Digital Twin of Growing Underground
Growing Underground
The Growing Underground (GU) farm lies 33m below ground in previously disused London Underground Tunnels in Clapham. The farm grow microsalads for distribution across London, focussing on clean, sustainable and hyper-local nutritious crops. We have been working together with the farm developers (now Zero Carbon Farms ) since the initial pilot project, to monitor the internal environment of the tunnels and analyse energy and environment data to help understand the unique tunnel environment and thereby improve crop yields. In conjunction with the Alan Turing Institute we are developing the world’s first bespoke digital twin of an urban agricultural space.
Digital twin concept
While controlled environment agriculture and vertical farming can be energy intensive, we are interested to find ways of making the farm operate more energy efficiently by better understanding the farm environment and giving advice in real-time. Combining GU’s innovative and open to learn growing methods with regular data analysis, we found that GU’s yield efficiency increased on average by 57% over five years.

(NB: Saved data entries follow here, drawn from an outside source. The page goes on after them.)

PR #1493, opened 2025-08-11
fix: rate limit presence events

filipecabaco:

rate limit presence events


lib/realtime_web/channels/realtime_channel/presence_handler.ex
```diff
@@ -23,30 +25,36 @@ defmodule RealtimeWeb.RealtimeChannel.PresenceHandler do
...
   def sync(%{assigns: %{private?: false}} = socket) do
-    %{assigns: %{tenant_topic: topic, channel_name: channel_name}} = socket
-    msg = "Syncing presence state for #{channel_name}"
-    Logging.maybe_log_info(socket, msg)
-    count(socket)
-    push(socket, "presence_state", presence_dirty_list(topic))
-    {:noreply, socket}
+    %{assigns: %{tenant_topic: topic}} = socket
+
+    Logging.maybe_log_info(socket, :sync_presence)
```
edgurgel: Should we only log if we `push` the presence state? That's what we are doing with a private channel below.

lib/realtime_web/channels/realtime_channel/presence_handler.ex
```diff
@@ -23,30 +25,36 @@ defmodule RealtimeWeb.RealtimeChannel.PresenceHandler do
...
+
+    with :ok <- limit_presence_event(socket) do
+      push(socket, "presence_state", presence_dirty_list(topic))
+      {:noreply, socket}
+    else
+      {:error, :rate_limit_exceeded} -> {:stop, :normal, socket}
```
edgurgel: Should we push a system message in this case? We do this on "Too many messages per second". Maybe pushing this back to RealtimeChannel and letting it handle it?

lib/realtime_web/channels/realtime_channel/presence_handler.ex
```diff
@@ -23,30 +25,36 @@ defmodule RealtimeWeb.RealtimeChannel.PresenceHandler do
...
+      {:noreply, socket}
+    else
+      %Policies{presence: %PresencePolicies{read: false}} ->
+        Logger.info("Presence track message ignored on #{topic}")
+        {:noreply, socket}
+
+      _ ->
+        Logging.maybe_log_info(socket, :sync_presence)
+        push(socket, "presence_state", presence_dirty_list(topic))
+        socket
```
edgurgel: Which else case are we expecting here that should still publish if the `read: true` case should be the only place where we are allowed to push for a private channel? 🤔

lib/realtime_web/channels/realtime_channel/presence_handler.ex
```diff
@@ -92,11 +92,11 @@ defmodule RealtimeWeb.RealtimeChannel.PresenceHandler do
 
       {:error, :rls_policy_error, error} ->
         log_error("RlsPolicyError", error)
-        {:error, socket}
+        {:reply, :error, socket}
```
edgurgel: Should we let RealtimeChannel handle this by sending a proper system message with a shutdown response etc? 

https://github.com/supabase/realtime/blob/96866172c1556ba020ad92fe8f23c864b9181a87/lib/realtime_web/channels/realtime_channel.ex#L354-L364

lib/realtime_web/channels/realtime_channel/presence_handler.ex
```diff
@@ -115,41 +115,43 @@ defmodule RealtimeWeb.RealtimeChannel.PresenceHandler do
...
        ) do
-    {:error, socket}
+    {:reply, :error, socket}
   end
 
   defp handle_presence_event("untrack", _, _, socket) do
     %{assigns: %{presence_key: presence_key, tenant_topic: tenant_topic}} = socket
-    {Presence.untrack(self(), tenant_topic, presence_key), socket}
+    :ok = Presence.untrack(self(), tenant_topic, presence_key)
+    {:reply, :ok, socket}
```
edgurgel: What will this change on the websocket level?

lib/realtime_web/channels/realtime_channel/presence_handler.ex
```diff
@@ -158,4 +160,20 @@ defmodule RealtimeWeb.RealtimeChannel.PresenceHandler do
     |> Shard.dirty_list(topic)
     |> Phoenix.Presence.group()
   end
+
+  defp limit_presence_event(socket) do
+    %{assigns: %{presence_rate_counter: presence_counter, tenant: tenant_id}} = socket
+    GenCounter.add(presence_counter.id)
```
edgurgel: Should we only count when the limit has not been reached (inside the `else`)? This way we don't count if it's already not going to progress?

lib/realtime_web/channels/realtime_channel/presence_handler.ex
```diff
@@ -115,41 +115,43 @@ defmodule RealtimeWeb.RealtimeChannel.PresenceHandler do
...
       {:error, {:already_tracked, pid, _, _}} ->
         case Presence.update(pid, tenant_topic, presence_key, payload) do
-          {:ok, _} -> {:ok, socket}
-          {:error, _} -> {:error, socket}
+          {:ok, _} -> {:reply, :ok, socket}
+          {:error, _} -> {:reply, :error, socket}
         end
 
+      {:error, :rate_limit_exceeded} ->
+        {:reply, :error, socket}
```
edgurgel: Why replying error here and above we are doing a stop on line 36? 🤔

lib/realtime_web/channels/realtime_channel/logging.ex
```diff
@@ -18,6 +25,17 @@ defmodule RealtimeWeb.RealtimeChannel.Logging do
     {:error, %{reason: msg}}
   end
 
+  @doc """
+  Logs an error message
```
edgurgel:
```suggestion
  Logs a warning message
```

lib/realtime_web/channels/realtime_channel/presence_handler.ex
```diff
@@ -10,80 +10,72 @@ defmodule RealtimeWeb.RealtimeChannel.PresenceHandler do
...
   alias RealtimeWeb.Presence
   alias RealtimeWeb.RealtimeChannel.Logging
 
+  defguard is_private?(socket) when socket.assigns.private?
+
+  defguard can_read_presence?(socket) when is_private?(socket) and socket.assigns.policies.presence.read
+
+  defguard can_write_presence?(socket)
+           when is_private?(socket) and
+                  (is_nil(socket.assigns.policies.presence.write) or socket.assigns.policies.presence.write)
```
edgurgel: why is this different from can_read_presence?

lib/realtime_web/channels/realtime_channel/presence_handler.ex
```diff
@@ -10,80 +10,72 @@ defmodule RealtimeWeb.RealtimeChannel.PresenceHandler do
...
-  def sync(%{assigns: %{presence_enabled?: false}} = socket), do: {:noreply, socket}
-
-  def sync(%{assigns: %{private?: false}} = socket) do
-    %{assigns: %{tenant_topic: topic, channel_name: channel_name}} = socket
-    msg = "Syncing presence state for #{channel_name}"
-    Logging.maybe_log_info(socket, msg)
-    count(socket)
-    push(socket, "presence_state", presence_dirty_list(topic))
-    {:noreply, socket}
+  @spec sync(Socket.t()) :: {:ok, Socket.t()} | {:error, :rls_policy_error | :unable_to_set_policies}
```
edgurgel: Should we add the reason `:rate_limit_exceeded`

lib/realtime_web/channels/realtime_channel/presence_handler.ex
edgurgel: Any reason to count even if it's already rate limited? 🤔

lib/realtime_web/channels/realtime_channel/presence_handler.ex
```diff
@@ -10,80 +10,72 @@ defmodule RealtimeWeb.RealtimeChannel.PresenceHandler do
...
-  def handle(_, %{assigns: %{presence_enabled?: false}} = socket), do: {:reply, :ok, socket}
-  def handle(payload, %{assigns: %{private?: false}} = socket), do: handle(payload, nil, socket)
+  @spec handle(map(), Socket.t()) :: {:ok, Socket.t()} | {:error, :unauthorized} | {:error, :rate_limit_exceeded}
+  def handle(_, %{assigns: %{presence_enabled?: false}} = socket), do: {:ok, socket}
+  def handle(payload, socket) when not is_private?(socket), do: handle(payload, nil, socket)
 
-  @spec handle(map(), pid() | nil, Socket.t()) :: {:reply, :error | :ok, Socket.t()}
-  def handle(_, _, %{assigns: %{presence_enabled?: false}} = socket), do: {:reply, :ok, socket}
+  @spec handle(map(), pid() | nil, Socket.t()) ::
+          {:ok, Socket.t()} | {:error, :unauthorized} | {:error, :rate_limit_exceeded}
```
edgurgel: missing `:unable_to_track_presence` reason I think

edgurgel: oh and `rls_policy_error` and `unable_to_set_policies`

test/integration/rt_channel_test.exs
```diff
@@ -706,7 +706,6 @@ defmodule Realtime.Integration.RtChannelTest do
 
       WebsocketClient.send_event(socket, topic, "presence", payload)
 
-      assert_receive %Phoenix.Socket.Message{topic: ^topic, event: "phx_reply", payload: %{"status" => "ok"}}
```
edgurgel, line 709: Do you know why this has changed?

lib/realtime_web/channels/realtime_channel/presence_handler.ex
edgurgel: It doesn't look like we change the socket. Should we return `:ok` then for the non-error case?

lib/realtime_web/channels/realtime_channel.ex
```diff
@@ -353,17 +347,30 @@ defmodule RealtimeWeb.RealtimeChannel do
   def handle_in("presence", payload, %{assigns: %{private?: true}} = socket) do
     %{tenant: tenant_id} = socket.assigns
 
-    with {:ok, db_conn} <- Connect.lookup_or_start_connection(tenant_id) do
-      PresenceHandler.handle(payload, db_conn, socket)
+    with {:ok, db_conn} <- Connect.lookup_or_start_connection(tenant_id),
+         {:ok, socket} <- PresenceHandler.handle(payload, db_conn, socket) do
+      {:noreply, socket}
```
edgurgel: So do we want to change `track` to not reply ok here? Can this impact a client code that expects this? 🤔

lib/realtime_web/channels/realtime_channel.ex
```diff
@@ -353,17 +347,30 @@ defmodule RealtimeWeb.RealtimeChannel do
...
-        log_error("UnableToHandlePresence", error)
+        log_error(socket, "UnableToHandlePresence", error)
         {:noreply, socket}
     end
   end
 
   def handle_in("presence", payload, %{assigns: %{private?: false}} = socket) do
-    PresenceHandler.handle(payload, socket)
+    with {:ok, socket} <- PresenceHandler.handle(payload, socket) do
+      {:noreply, socket}
```
edgurgel: Same question as above

lib/realtime_web/channels/realtime_channel/presence_handler.ex
filipecabaco: moving it to the `else` of the check

lib/realtime_web/channels/realtime_channel/presence_handler.ex
filipecabaco: can read presence checks read policy, this checks write policy

lib/realtime_web/channels/realtime_channel/presence_handler.ex
filipecabaco: can do

test/integration/rt_channel_test.exs
filipecabaco: this should not be here as this could be an error actually as this event would mean it reconnected 👀

lib/realtime_web/channels/realtime_channel.ex
filipecabaco: good catch, it would indeed break as this is replying to an `acked` event from the client lib

lib/realtime_web/channels/realtime_channel/presence_handler.ex
edgurgel: Oh sorry but why `is_nil` is allowed here?

edgurgel: Oh I see we call Auth down there. 

nitpick: I wonder if we should leave here without the nil check and do the `nil` check when needed?

```elixir
defguard can_write_presence?(socket) when is_private?(socket) and socket.assigns.policies.presence.write)
```

Will add a comment where this is used ⏬

lib/realtime_web/channels/realtime_channel/presence_handler.ex
```diff
@@ -10,80 +10,75 @@ defmodule RealtimeWeb.RealtimeChannel.PresenceHandler do
...
 
-  defp handle_presence_event(
-         "track",
-         payload,
-         db_conn,
-         %{assigns: %{private?: true, policies: %Policies{presence: %PresencePolicies{write: nil}} = policies}} = socket
-       ) do
-    %{assigns: %{authorization_context: authorization_context}} = socket
+  defp handle_presence_event("track", payload, db_conn, socket)
+       when can_write_presence?(socket) and is_nil(socket.assigns.policies.presence.write) do
```
edgurgel: nit: Maybe here it could be only `when is_nil(socket.assigns.policies.presence.write)` which means we still need to calculate just for this case?

lib/realtime_web/channels/realtime_channel/presence_handler.ex
```diff
@@ -10,80 +10,75 @@ defmodule RealtimeWeb.RealtimeChannel.PresenceHandler do
...
-
-  def sync(%{assigns: %{private?: false}} = socket) do
-    %{assigns: %{tenant_topic: topic, channel_name: channel_name}} = socket
-    msg = "Syncing presence state for #{channel_name}"
-    Logging.maybe_log_info(socket, msg)
-    count(socket)
-    push(socket, "presence_state", presence_dirty_list(topic))
-    {:noreply, socket}
+  @spec sync(Socket.t()) ::
+          :ok | {:error, :rls_policy_error | :unable_to_set_policies | :rate_limit_exceeded}
```
edgurgel: can this function return rls_policy_error or unable_to_set_policies?

edgurgel (approved):
Added a few comments but overall LGTM. Nice one

lib/realtime_web/channels/realtime_channel/presence_handler.ex
filipecabaco: no! copy pasta strikes again

lib/realtime_web/channels/realtime_channel/presence_handler.ex
filipecabaco: did this change as it also simplifies a lot the guard of the function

Having learned what makes crops grow better as a function of the environment and developed models to forecast internal environmental conditions, we are prototyping a digital twin of the farm, CROP .
There are three stages to the development of digital twins which are as essential as each other:
Data collection and visualisation
The first step is to collect and visualise monitored data in (as near as possible) real-time. For the farm, the important environmental parameters that can be continuously monitored are air temperature, relative humidity and air speed. Also important are the energy consumption data, which is also continuously monitored. Alongside these there are unstructured data which may need to be manually recorded, such as ventilation settings and crop growth and yield data. In the CROP digital twin, these data are stored in a Microsoft Azure database and a web platform can be used to visualise the real-time and historic data.
Data analysis
Given sufficient nutrients in a hydroponic system, growth is limited by temperature, visible radiation levels and CO2 levels. In this farm, temperature is the most significant variable factor, and data analysis has shown that different crops perform better under different temperature ranges - when taken in conjunction with monitored temperature variations throughout the tunnel, this analysis has helped to inform the best locations to grow specific crops within the tunnel environment. Other studies have comprehensively examined the relation between lighting and ventilation rates and the corresponding energy consumption with crop growth and yield. The analyses advised the data interpretation embedded within the digital twin; on the platform there are visualisations which indicate not just the current conditions, but also how the conditions have compared against the optimal values over the previous week, so the growers can have an immediate view as to whether crops are likely to be performing satisfactorily.
Modelling
The added value of the digital twin over a simple monitoring and visualisation platform is in the inclusion of models. These can provide more in-depth information for parameters that cannot be measured directly, can provide forecasts of critical parameters (such as temperature), or can be used to perform scenario evaluations i.e. assess what would happen if the lights were switched off for a longer period of time per day.
The CROP digital twin will incorporate two different modelling approaches:
Data-centric models
Forecasting internal temperatures to enable farm operators to take action to combat potentially sub-optimal temperature ranges.
Physics-based model
Using the Greenhouse Energy Simulation model for evaluation of scenarios such as changes to lighting, ventilation or dehumidification rates.
These developments are ongoing.
Use of digital twin
Once the models have been made, the challenge is delivering the results in real-time to yield observable results. This is under development.